Слева теперь появилась широкая и длинная полоса земли, ведущая ко входу. Когда-нибудь тут, вероятнее всего, будет аллея, однако же сейчас все это пространство занято автобусами и личными машинами, которые расставлены и вдоль, и поперек, так что я не могу отделаться от мысли о парковочной стоянке у Постойнской пещеры. И всеми силами сопротивляюсь череде ассоциаций, возникающей при взгляде на престарелых швейцарских и австрийских туристов. Седовласые туристки крепко сжимают в руках ремешки старомодных сумочек и поворачивают головы на голос экскурсовода, как курицы, которые, услышав предостерегающий крик, пробуждаются от своих мелких приземленных хлопот и быстро поднимают свои красные гребешки. Честнее всего для меня было бы уехать обратно и вернуться завтра утром, когда атмосфера рабочего дня будет меньше воздействовать на отстраненность этих ступенчатых террас. Но завтра меня ожидают новые края, и вместо того, чтобы дальше углубиться в это место или же уйти из него, я иду ко входу с осознанием не зависящей от меня и потому бесплодной привязанности к плану поездок. Но и на этот раз, как всегда, наряду со стремлением к быстрому и беспокойному путешествию, я опять ощущаю в сердце дыхание ностальгии по спокойному, безграничному сосредоточению, в котором человек был бы в гармонии с землей и морем, городскими улицами и домами и точно так же с лицами и людьми, с которыми его сводит жизнь; но скорость и спешка лихорадочно гонят его вперед, чтобы глаза его вбирали в себя только поверхностные впечатления, разлетающиеся, как хлопья пены с пути мчащейся моторной лодки. Что ж, в конце концов человек утешается тем, что он богат уже потому, что чувствует ностальгию по мирному постоянству, поскольку в наше время даже осознание своей ущербности уже само по себе драгоценно. И, скорее всего, так оно и есть. И, вероятно, всегда было, только для немногих. Мы, современные люди, на самом деле бедны из-за превеликого множества образов и впечатлений; измельчили мы свою любовь и отдалились от нее. Мы поступили прямо противоположно тому, что делают пчелы; распылили цветочную пыльцу на миллион предметов и, вопреки тихому внутреннему голосу отрицания, все еще надеемся, что когда-нибудь в нашем распоряжении будет столько времени, что мы снова заполним свой опустошенный улей.

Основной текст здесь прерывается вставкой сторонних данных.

PR #882, opened 2022-09-04
Update Makefile of dnnl for unattended installs

melhindi:
The proposed change makes it easier to perform unattended installations in e.g. docker containers or VMs.
The `git am` command applies patches and attempts to commit the changes.
Yet, in order to commit git requires `user.name` and `user.email` to be configured, which are both usually not set in containers or VMs.

Based on my testing it is enough to simply apply the patch to avoid git asking for the user's name and email.

Signed-off-by: Muhammad El-Hindi muhammad.el-hindi@cs.tu-darmstadt.com

### DIFF
--- a/external/dnnl/Makefile
+++ b/external/dnnl/Makefile
@@ -82,7 +82,6 @@ else
 	cd $(DNNL_DIR) && git apply ../sgx_dnnl.patch
 endif
 	mkdir -p $(DNNL_DIR)/build
-	@echo "success" > $(DNNL_DIR)/build/apply_patch
 
 $(LIBDNNL): $(DNNL_DIR)/build
 	cd $(DNNL_DIR)/build && cmake -DCMAKE_CXX_ENCLAVE_FLAGS="$(CXX_ENCLAVE_FLAGS)" -DCMAKE_C_ENCLAVE_FLAGS="$(C_ENCLAVE_FLAGS)" $(DNNL_CONFIG) .. && $(MAKE)
--- a/external/dnnl/Makefile
+++ b/external/dnnl/Makefile
@@ -81,11 +81,11 @@ dnnl_src:
 ifeq ($(shell git rev-parse --is-inside-work-tree), true)
 	@$(RM) -r $(DNNL_DIR)/*
 	git submodule update -f --init dnnl
-	cd $(DNNL_DIR) && git am ../sgx_dnnl.patch
+	cd $(DNNL_DIR) && git apply ../sgx_dnnl.patch
 else
 	@$(RM) -r $(DNNL_DIR)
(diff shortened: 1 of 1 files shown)


external/dnnl/Makefile
```diff
@@ -81,11 +81,11 @@ dnnl_src:
 ifeq ($(shell git rev-parse --is-inside-work-tree), true)
 	@$(RM) -r $(DNNL_DIR)/*
 	git submodule update -f --init dnnl
-	cd $(DNNL_DIR) && git am ../sgx_dnnl.patch
+	cd $(DNNL_DIR) && git apply ../sgx_dnnl.patch
```
lzha101, line 84: Thanks for the patch.  We use `git am` to ensure the commit log into the branch. Then we can check the commit log to make sure the code will only be prepared once. See https://github.com/intel/linux-sgx/pull/882/files#diff-ea5f7c6f514534e8304d6c8873da437ee4ac4bd324e6bb40b9986aa39c43c961L44. 
With your current change, the check will be invalid and the `dnnl_src` will be executed every time you type `make`.  It's OK as seems the preparation doesn't consume too much time.  But in this way the check is unnecessary and we can remove this.  Or we can modify the source check to check something else to still ensure code preparation only once.  For example, check the` $(DNNL_DIR)/build` existence instead of git commit log.

melhindi: I see...sorry, I missed this
In my use case I did not require to run `make` multiple times, hence, I probably did not notice.
I think your suggestion to check for existence of the `build` directory might do the job.
I'll give it a thought and update my PR

melhindi: Hi @lzha101 ,
I thought about it and I think following your suggestion to check the existence of the `$(DNNL_DIR)/build` folder does the job.
The nice side effect is that it simplifies/cleans up the Makefile since we can use a Makefile target to check for the folder's existence.
An alternative but similar idea would be to create a dummy file `apply_patch` and check that for existence.
I added line 85 below to exemplify this alternative. If checking for the folder's existence is enough I'll remove this line.
Let me know what you think and I will be happy to adjust the PR accordingly.

lzha101 (approved):

external/dnnl/Makefile
lzha101: Looks good to me. I think checking the folder is enough.

melhindi: ok, thanks, I removed line 85 from the PR

melhindi:
@lzha101 thanks for approving the change.
A quick question out of curiosity: Do you have an estimate when the change will be merged into master?

lzha101:
> @lzha101 thanks for approving the change. A quick question out of curiosity: Do you have an estimate when the change will be merged into master?

Sorry I missed the question. Looks this is not an urgent fix.  We plan to merge this change after disclosing our upcoming release.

Глупо, но мне кажется, что туристы, возвращающиеся к своим машинам, смотрят на меня так, как будто вдруг на моих плечах появилась полосатая роба, и слышат, как мои деревянные башмаки давят гравий на дороге. Это случайная вспышка из тех, что смешивают в человеке прошлое с настоящим. Бывают моменты, когда в человеке пробуждается невидимая, но мощная сила, которую другие люди ощущают как приближение чего-то необычного для них, исключительного, и содрогаются, как лодка при неожиданном ударе волны. Поэтому, возможно, на мне действительно есть что-то мое из прежних дней; и при этой мысли я стараюсь идти, сосредоточившись на самом себе, хоть мне и мешает, что сандалии мои так легки, и потому мой шаг значительно более упруг, чем был бы, если бы моя обувь вновь была из парусины и к тому же с толстыми деревянными подошвами.
Деревянные ворота опутаны колючей проволокой и закрыты, как и тогда; все осталось нетронутым, только на деревянных вышках нет охранников. И тоже нужно подождать перед воротами; отличие только в том, что сейчас из деревянной будки выходит сторож, который отпирает ворота и впускает группы через строго определенные интервалы времени в бездушный высокогорный загон. Благодаря этому порядку на лагерных террасах царит собранность, и июльское солнце неизменно охраняет тишину, и только где-то далеко внизу вдруг угасают отзвуки слов Водника, как быстро прервавшийся глас восставшего из мертвых проповедника.
Да, сторож узнал меня и удивил меня этим, поскольку я не думал, что он вспомнит мой позапрошлогодний приезд. "Ça va?" - спросил он. И этого оказалось достаточно, чтобы создать дружеское расположение, моментально отринувшее всякую связь с туристической суетой. Он черноволос и некрасив. Приземист, жилист, гибок; и если бы еще у него были фонарик и каска, выглядел бы как настоящий шахтер.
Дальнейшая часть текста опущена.